One of the key challenges in mass spectrometry is the ability to accurately identify the molecular species analysed. The lack of mass resolving power can result in obscured spectral details when two closely neighbouring peaks are not resolved in the mass spectral domain. The high mass resolving power of FT-ICR MS easily resolves closely spaced mass peaks within less than 5 mDa (0.005 Da) mass units that would be difficult to resolve with lower performance mass spectrometers.
The cyclotron equation defines the “unperturbed” ion cyclotron frequency. However, experiments necessitate the axially confinement of ions in the FT-ICR analyzer cell. The application of a small electrostatic “trapping” potential affects the ion cyclotron measured frequency. Further, the presence of other m/z ions in the FT-ICR analyzer cell can lead to ion-ion interactions (or space charge effects), which further distort the electric field in the FT-ICR analyzer cell and thus change the ion cyclotron frequency.

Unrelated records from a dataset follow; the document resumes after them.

PR #3524, opened 2021-04-02
services/horizon Add command for migration file hashes

### LINKED ISSUE #1832: Add Horizon command to return hash of each schema migration file
Horizon should have a command that returns hash of each schema migration file. It can prevent situations where release candidate is deployed for tests but some schema changes are required (ex. due to performance reasons). That way, code responsible for deploying Horizon can check if shared migration files are different and, if so, stop deployment process.

Adding to Horizon 0.23.0 milestone because looks simple but feel free to move to next release milestone.

JeroenVanSteijn:
closes #1832 

This PR adds a new service/horizon db command that prints out a hash for each .sql file in the migrations folder.

An open question is the output format. This was not specified in the request, and thus I opted to add the filenames as well for easier comparison between two outputs.

I don't think this change needs a version bump, since it does not impact any functionality and is not used yet. However, I am open to suggestions on this.


services/horizon/cmd/db.go
```diff
@@ -107,6 +112,41 @@ var dbMigrateCmd = &cobra.Command{
 	},
 }
 
+var dbMigrateHashCmd = &cobra.Command{
+	Use:   "migrate-hash",
+	Short: "outputs hash for each migration file",
+	Long:  "migrate-hash hashes each migration file of the database and outputs it",
+	Run: func(cmd *cobra.Command, args []string) {
+		migrationFolder := "./services/horizon/internal/db2/schema/migrations/"
```
tamirms, line 120: the migrations are actually embedded into the horizon binary using https://github.com/kevinburke/go-bindata . The code you have here assumes that the migrations are located on disk at the relative path of `./services/horizon/internal/db2/schema/migrations/`. If you were to build the horizon binary and then run the binary from outside the git repo, this command would fail.

Instead of assuming the files exist on disk, you need to use the interface provided by go-bindata to access the embedded files. Check out services/horizon/internal/db2/schema/main_test.go for some example code which inspects the embedded files.

JeroenVanSteijn: Very clear, thank you for the pointers. I thought the use-case was primarly for developers (inside the git repository), but making it work in just the binary seems like a better solution.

To these ends, the simulation of ion motion in a FT-ICR analyzer cell has become a popular method for the study of these experimental necessities. Phenomena studied by simulation include, amongst others, ion cloud motion, peak coalescence and ion-ion interactions (space charge). Such high-performance computer simulations are powerful to examine the theoretical behaviour of ions inside the FT-ICR analyzer cell. The simulations allow important parameters (magnetic field, number of ions in the FT-ICR analyzer cell, electrostatic potentials, electrostatic trapping field geometry, starting position of the ions prior to excitation, excitation radius, excitation waveform type, etc.) to be varied. These simulations are however intrinsically limited by the computing time (which correlates with the accuracy of the modelling parameters). Understanding of the effects of these parameters on FT-ICR signal quality has led to new FT-ICR cell design geometries as well as important insight into FT-ICR experimental parameters for improved data quality and insight in the fundamentals of the ion motion. However, simulation results remain theoretical and comparison with experimental data is highly desirable.
From the above it follows that the known detection techniques for detecting ions in an ion trap suffer from a number of disadvantages that do not allow these detection techniques to be used as a useful tool in ion-trap applications such as FT-ICR spectrometry. Hence, there is a need for improved systems and methods for detecting ions in an ion trap. In particular, there is a need for improved systems and methods for detecting the spatial distribution and/or important parameters of ions in an ion trap inside a strong magnetic field and (ultra) high vacuum.